# Congratulations to the winner of the Squier Tele Thinline



## the_fender_guy (Jul 22, 2008)

Congratulations to the winner found here
Thanks to GC and Tapestrymusic


----------



## Guest (Jan 23, 2010)

Ripper: nice man. Enjoy that!


----------



## urko99 (Mar 30, 2009)

Good job Rip, Congratulations!


----------



## Robert1950 (Jan 21, 2006)

Congratulations to Ripper! This contest was a helluva lot of fun.
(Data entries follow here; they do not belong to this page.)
PR #56297, opened 2025-12-05
Wrap console command with an executor by default

### LINKED ISSUE #56277: ActiveRecord: async query methods not working in console
### Steps to reproduce
1. Create new rails app `rails new testing` or use application with rails version `>= 8.0` .
2. Create new model `rails g model User first_name:string` and migrate `rails db:migrate`
3. Go to `config/application.rb` or `config/development.rb` and set async_query_executor `config.active_record.async_query_executor = :global_thread_pool`
4. Run console and try run `User.limit(1).load_async`

### Expected behavior

Perform query and load user from a database.

### Actual behavior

Thanks GC and Tapestry!

(runs away to cry, sniff, sob)


----------



## chuck_zc (Dec 6, 2009)

..........


----------



## DUCK (Jul 4, 2007)

Congrats Ripper!!!


----------



## Steadfastly (Nov 14, 2008)

Ripper: Very happy for you! I hope you enjoy your new guitar very much.
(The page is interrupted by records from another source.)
PR #56300, opened 2025-12-05
Fix typos in JavaScript guide

Saidbek:
### Motivation / Background

- Improve formatting for raw file readability
- Fixed async js code example

### Checklist

### DIFF
--- a/guides/source/working_with_javascript_in_rails.md
+++ b/guides/source/working_with_javascript_in_rails.md
@@ -339,13 +339,13 @@ import { FetchRequest } from '@rails/request.js'
 
 ....
 
-async myMethod () {
-  const request = new FetchRequest('post', 'localhost:3000/posts', {
+async function myMethod () {
+  const request = new FetchRequest('post', 'http://localhost:3000/posts', {
     body: JSON.stringify({ name: 'Request.JS' })
   })
   const response = await request.perform()
   if (response.ok) {
-    const body = await response.text()
+    const body = await response.text
   }
 }
 ```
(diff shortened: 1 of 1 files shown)


guides/source/working_with_javascript_in_rails.md
```diff
@@ -63,7 +63,8 @@ import ReactDOM from "react-dom"
 ```
 
 Adding npm Packages with JavaScript Bundlers
---------
+--------------------------------------------
```
gmcgibbon, line 66: This doesn't affect the output of the markdown, but it does look better when viewing the raw file, so this is fine. I wouldn't mention it as a fix though.

guides/source/working_with_javascript_in_rails.md
```diff
@@ -344,7 +345,7 @@ async myMethod () {
   })
   const response = await request.perform()
   if (response.ok) {
-    const body = await response.text
+    const body = await response.text()
```
gmcgibbon: This is actually incorrect, it is a property. But the function is also still wrong. Use this instead:
```js
async function myMethod () {
  const request = new FetchRequest('post', 'http://localhost:3000/posts', {
    body: JSON.stringify({ name: 'Request.JS' })
  })
  const response = await request.perform()
  if (response.ok) {
    const body = await response.text
  }
}
```

gmcgibbon (changes requested):

guides/source/working_with_javascript_in_rails.md
Saidbek: done

gmcgibbon (approved):
Thanks!

PR #56302, opened 2025-12-06
Dispatch `direct-upload:success` event with `detail.hiddenInput`

seanpdoyle:
### Motivation / Background

The issue
---

The [direct-upload:end][] event is dispatched when a `DirectUploadController` finishes a file upload. At that point, the upload has either succeeded or failed. On success, the `<form>` element has a new `<input type="hidden">` element with the signed Blob response from the Rails server. However, listeners cannot access the signed value reliably, nor can they access other metadata from the response.

### Detail

The proposal
---

Introduce the `direct-upload:success` event dispatched after the final `direct-upload:progress` and before `direct-upload:end`. The `event.detail` object has two properties:

* `hiddenInput` the `<input type="hidden">` element that stores the Blob's signed id in its `[value]` and `.value` property
* `blob` the entire Blob metadata response object

[direct-upload:end]: https://guides.rubyonrails.org/active_storage_overview.html#direct-uploads

### Checklist

### DIFF
--- a/activestorage/CHANGELOG.md
+++ b/activestorage/CHANGELOG.md
@@ -1,3 +1,12 @@
+*   Dispatch `direct-upload:success` with `blob` and `hiddenInput`
+
+    The `direct-upload:success` event is dispatched after the final
+    `direct-upload:progress` and before `direct-upload:end`. The `blob` is the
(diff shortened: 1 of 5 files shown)


joelhawksley (commented):
This looks good to me 👍🏻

Now, you've got to get us a picture of you with your new guitar or even a YouTube video of you playing something with it it you're up to that.
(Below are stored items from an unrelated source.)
PR #56308, opened 2025-12-06
Fix update, insert, and delete to raise IrreversibleMigration on roll…

### LINKED ISSUE #51570: [ActiveRecord] migrations: `update` statements are silently being executed in both directions
I recently stumbled across a weird behavior in ActiveRecord migrations that appears to be a bug: `update` statements within the `change`   method are being **silently executed** during the rollback phase when they  are neither wrapped in an `up_only` nor a `reversible` block. For example:

```rb
class ResetUsersUpdatedAt < ActiveRecord::Migration[7.1]
  
  def change
    update(<<~SQL.squish)
      UPDATE users
      SET updated_at = NOW()
    SQL
  end
  
end
```

When I run this migration upwards, it behaves as expected. `db:migrate` yields the following output:
```
== 20240411074748 ResetUsersUpdatedAt: migrating ==========================
-- execute("UPDATE users SET updated_at = NOW()")
   -> 0.0007s
== 20240411074748 ResetUsersUpdatedAt: migrated (0.0188s) =================
```

However, the output of `db:rollback` is empty:
```
== 20240411074748 ResetUsersUpdatedAt: reverting ==========================
== 20240411074748 ResetUsersUpdatedAt: reverted (0.0680s) =================
```

A quick glance at the `updated_at` column reveals that the `update` statement was being silently executed in both direction.
My expectation would have been that it would raise an `ActiveRecord::IrreversibleMigration` just like `execute` – or otherwise print the executed statement to STDOUT.

### Steps to reproduce
Run the code below:

```ruby
require "bundler/inline"

gemfile(true) do
  source "https://rubygems.org"
  gem "rails"
  gem "sqlite3"
end

require "active_record"
require "minitest/autorun"
require "logger"

  create_table :payments, force: true do |t|
    t.text :migration_type
  end
end

class Payment < ActiveRecord::Base
end

class SetMigrationTypeWithUpdate < ActiveRecord::Migration::Current
  def change
    migration_type = reverting? ? 'down' : 'up'
    update(<<~SQL.squish)
      UPDATE payments
      SET migration_type = "#{migration_type}"
    SQL
  end
end

class SetMigrationTypeWithExecute < ActiveRecord::Migration::Current
  def change
    migration_type = reverting? ? 'down' : 'up'
    execute(<<~SQL.squish)
      UPDATE payments
      SET migration_type = "#{migration_type}"
    SQL
  end
end

  def test_update_migration_up
    Payment.create!(migration_type: 'none')
    SetMigrationTypeWithUpdate.migrate(:up)

    assert_equal "up", Payment.last!.migration_type
  end

  # This test case is red and yields two unexpected assertions:
  # * no exception is being raised
  # * the update statement was executed (the value was changed to "down")
  #
  # And on top of that, no output to STDOUT was being made so it happened silently..
  def test_update_migration_down
    assert_raises ActiveRecord::IrreversibleMigration do
      SetMigrationTypeWithUpdate.migrate(:down)
      assert_equal "up", Payment.last!.migration_type
    end
  end

  def test_execute_migration_up
    Payment.create!(migration_type: 'none')
    SetMigrationTypeWithExecute.migrate(:up)

    assert_equal "up", Payment.last!.migration_type
  end

  def test_execute_migration_down
    assert_raises ActiveRecord::IrreversibleMigration do
      SetMigrationTypeWithExecute.migrate(:down)
      assert_equal "up", Payment.last!.migration_type
    end
  end
end
```

### Expected behavior
* The test case `test_update_migration_down` should be green.
* If I use `update` within `def change` and try to roll back that migration, it should raise an `ActiveRecord::IrreversibleMigration` exception
* Any SQL statement that is being executed during the rollback phase is being printed to the STDOUT

### Actual behavior
* The test case `test_update_migration_down` is red
* No exception is being made
* The rollback phase does not print the "silent" update statement to the STDOUT

### System configuration
**Rails version**:  7.1.3.2
**Ruby version**: 3.3.0

Saidbek:
Fixes #51570

### Motivation / Background

`update`, `insert`, and `delete` statements in migrations were silently being executed during rollback when used in a change method. This is inconsistent with `execute`, which correctly `raises ActiveRecord::IrreversibleMigration`.

For example:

Again, congratulations!:food-smiley-004:


----------



## corailz (May 1, 2008)

Congrats and have fun with your new axe!!!


----------



## LarryLimerick (Nov 23, 2009)

Congrats Ripper! I hope you enjoy your new guitar!


----------



## Peter (Mar 25, 2008)

Congrats dude!!! :banana:


----------



## Ripper (Jul 1, 2006)

HOLY CRAP! I just logged on, I can't beleive I won. WOW. Thank you so much to Tapestrymusic and the GC. I'm a little gobsmacked right now.kksjur


----------



## greco (Jul 15, 2007)

Ripper......forget about taking some time to smell the roses...play the Tele instead.

Congrats brother :banana:

cheers

Dave


----------



## darkjune (Mar 27, 2008)

congrats on your win,you gotta let us know how she plays for you, ok.

DJ


----------



## keeperofthegood (Apr 30, 2008)

:banana: 
Tele 
caster 
playing 
time, 
Tele 
caster 
playing 
time


 Well won Ripper!


----------



## Steadfastly (Nov 14, 2008)

Here are the list of winners.

Ripper #1007: Thinline Tele
Mrmatt #101: T-shirt
Puckhead: 501: T-shirt
FlipFlopFly: 2837: T-shirt


----------



## jcon (Apr 28, 2006)

Congrats Ripper!

Big thanks to GC and Tapestry Music for organizing this contest.

Cheers,
Joe


----------



## rhh7 (Mar 14, 2008)

Congratulations, Ripper!


----------



## puckhead (Sep 8, 2008)

FlipFlopFly said:


> Here are the list of winners.
> 
> Ripper #1007: Thinline Tele
> Mrmatt #101: T-shirt
> ...


Congrats Rip! enjoy, lotsa mojo built in to that guitar already!
Congrats to the t-shirt winners too (hey, me too!)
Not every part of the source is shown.